The year was 1985, when Queens native MC Shan released his 12″ single “The Bridge.”

The record, a well-executed ode to his Queensbridge barrio, featured a famous opening verse, that would later be referenced and sampled by a series of emcees years later:

You love to hear the story, again and again of how it all got started way back when / The monument is right in your face, sit and listen for a while to the name of the place, The Bridge…

The classic record earned plenty of fanfare, except from a certain Bronx Bomber and his crew Boogie Down Productions.

Clapping back at Shan, KRS-One released “South Bronx” and drew mixed responses from New Yorkers. While some deemed it as incredible like “The Bridge,” while others saw it as a shot at Shan. Plus, specific lines like, “So you think that hip-hop had its start out in Queensbridge / If you popped that junk up in the Bronx you might not live…,” didn’t help dispel those claims either.

Shan would quickly return with “Kill That Noise,” a record intended on clearing up the speculation. “Shoulda stayed in school, learned comprehension / Trying to state facts that facts that I did not mention,” MC Shan would rap, before throwing in a few jabs (“So you sucker MC’s better kill that noise”). What transpired after would not only change the course of hip-hop as a whole, but would result in one of the greatest moments the genre ever experienced: “The Bridge Is Over.”

The ensuing battle gave birth to the Bridge Wars, one of the greatest events to take place during hip-hop’s golden era. While several other records were released after KRS-One’s classic diss track, “The Bridge Is Over” remained a benchmark. Nearly ten years after the fact, an MC by the name of Nas would pick up the pieces and ultimately rebuild The Bridge with a little album called Illmatic.

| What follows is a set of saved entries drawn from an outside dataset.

PR #243, opened 2019-08-13
Rest when disabled

emjburns:
Swabbie was working when it was disabled in discovery. This PR fixes that functionality so that swabbie doesn't work when it's down in discovery, and also adds a test for that case.

I also added a testing util and refactored some of the tests.

### DIFF
--- a/swabbie-core/src/main/kotlin/com/netflix/spinnaker/swabbie/model/WorkConfiguration.kt
+++ b/swabbie-core/src/main/kotlin/com/netflix/spinnaker/swabbie/model/WorkConfiguration.kt
@@ -43,7 +43,7 @@ data class WorkConfiguration(
 ) {
   private val log = LoggerFactory.getLogger(javaClass)
 
-  fun toLog(): String = "$namespace/$account/$location/$cloudProvider/$resourceType"
+  fun toLog(): String = "$namespace/${account.accountId}/$location/$cloudProvider/$resourceType"
   fun toWorkItems(): List<WorkItem> {
     log.info("Actions $enabledActions enabled for ${toLog()}")
     return enabledActions.map {
--- a/swabbie-core/src/main/kotlin/com/netflix/spinnaker/swabbie/tagging/ResourceEntityTagger.kt
+++ b/swabbie-core/src/main/kotlin/com/netflix/spinnaker/swabbie/tagging/ResourceEntityTagger.kt
@@ -60,10 +60,11 @@ class ResourceEntityTagger(
   }
 
   private fun tagMessage(markedResource: MarkedResource, workConfiguration: WorkConfiguration): String {
-    return markedResource.summaries
+    val summaries = markedResource.summaries
       .joinToString(", ") {
         it.description
-      }.also { summary -> return formatMessage(summary, markedResource, workConfiguration) }
+      }
+    return formatMessage(summaries, markedResource, workConfiguration)
   }
 
   private fun formatMessage(message: String, markedResource: MarkedResource, workConfiguration: WorkConfiguration): String {
--- a/swabbie-core/src/main/kotlin/com/netflix/spinnaker/swabbie/work/WorkQueueManager.kt
+++ b/swabbie-core/src/main/kotlin/com/netflix/spinnaker/swabbie/work/WorkQueueManager.kt
@@ -34,6 +34,7 @@ import java.time.LocalDate
 import java.time.LocalDateTime
 import java.time.LocalTime
 import java.time.Duration
+import java.util.concurrent.atomic.AtomicBoolean
 
 /**
  * Serves as the producer of work for resource handlers, monitors and refills the work queue once all work is complete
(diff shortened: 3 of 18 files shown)


swabbie-core/src/main/kotlin/com/netflix/spinnaker/swabbie/model/WorkConfiguration.kt
```diff
@@ -43,7 +43,7 @@ data class WorkConfiguration(
 ) {
   private val log = LoggerFactory.getLogger(javaClass)
 
-  fun toLog(): String = "$namespace/$account/$location/$cloudProvider/$resourceType"
+  fun toLog(): String = "$namespace/${account.accountId}/$location/$cloudProvider/$resourceType"
```
emjburns: `account` got changed to an object. Grabbing the id here for a nice log.

swabbie-core/src/main/kotlin/com/netflix/spinnaker/swabbie/tagging/ResourceEntityTagger.kt
```diff
@@ -60,10 +60,11 @@ class ResourceEntityTagger(
   }
 
   private fun tagMessage(markedResource: MarkedResource, workConfiguration: WorkConfiguration): String {
-    return markedResource.summaries
+    val summaries = markedResource.summaries
```
emjburns: intellij was telling me there was unreachable code here. Refactoring to be less kotlin-y

swabbie-core/src/main/kotlin/com/netflix/spinnaker/swabbie/work/WorkQueueManager.kt
```diff
@@ -84,7 +86,16 @@ class WorkQueueManager(
     }
   }
 
-  private fun isEnabled(): Boolean {
+  /**
+   * Swabbie is considered disabled if it is out of service in discovery, disabled via fast property, or the
+   *  schedule determines it is off hours.
+   */
+  internal fun isEnabled(): Boolean {
```
emjburns: Added discovery configuration to this function to make sure swabbie wouldn't work while down.

swabbie-core/src/test/kotlin/com/netflix/spinnaker/swabbie/ResourceTypeHandlerTest.kt
```diff
@@ -736,34 +732,4 @@ object ResourceTypeHandlerTest {
     verify(notifier, times(0)).notify(any(), any(), any())
     verify(resourceRepository, times(1)).upsert(updatedMarkedResource)
   }
-
-  internal fun workConfiguration(
```
emjburns: pulled this to a common util, `WorkConfigurationTestHelper.generateWorkConfiguration()`

swabbie-core/src/main/kotlin/com/netflix/spinnaker/swabbie/work/WorkQueueManager.kt
```diff
@@ -65,10 +69,8 @@ class WorkQueueManager(
 
   override val onDiscoveryDownCallback: (event: RemoteStatusChangedEvent) -> Unit
     get() = {
-      if (!isEnabled()) {
-        // should only empty the queue if disabled.
-        queue.clear()
-      }
+      up.set(false)
+      queue.clear()
```
asher: I don't think this is the right behavior here. With `RedisWorkQueue`, queue state is shared across instances. If we're running 3 swabbie instances and one is disabled, that shouldn't impact the other 2.

swabbie-core/src/main/kotlin/com/netflix/spinnaker/swabbie/work/WorkQueueManager.kt
```diff
@@ -84,7 +86,16 @@ class WorkQueueManager(
     }
   }
 
-  private fun isEnabled(): Boolean {
+  /**
+   * Swabbie is considered disabled if it is out of service in discovery, disabled via fast property, or the
+   *  schedule determines it is off hours.
+   */
+  internal fun isEnabled(): Boolean {
+    if (!up.get()) {
```
asher: This also means disabling one instance in discovery stops healthy and UP instances due to the else condition in `monitor`. Another approach that avoids this sort of problem would be to only gate `WorkProcessor.process()` on discovery state.

swabbie-core/src/main/kotlin/com/netflix/spinnaker/swabbie/work/WorkQueueManager.kt
emjburns: 😌 oh crap you are totally right. I shall fix this.

swabbie-core/src/main/kotlin/com/netflix/spinnaker/swabbie/work/WorkQueueManager.kt
emjburns: Great catch. Thanks. I'm going to make the work processor also discovery activated so that it only processes when it's up.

Nas talks Queensbridge history

“It’s crazy cause KRS-One is one of the greatest ever, right? And the music wars between BDP and MC Shan was so serious and it was like, KRS-One kind of like helped give birth to me in a lot ways,” Nas admitted to REVOLT back in 2014. The comment comes as today (April 19) marks the 23rd anniversary of his pivotal album. “Not just MC Shan and Marley Marl, but KRS-One [as well] because he silenced everything, that was it. So it was like I had to come out and kind of like represent my hood, ’cause other than that, we was done forever,” he added.

Just like the Bridge Wars, Illmatic changed everything. In 2014, Esco celebrated two decades of the album anniversary, inspiring a generation of emcees just like KRS-One and MC Shan’s war of words did for his era.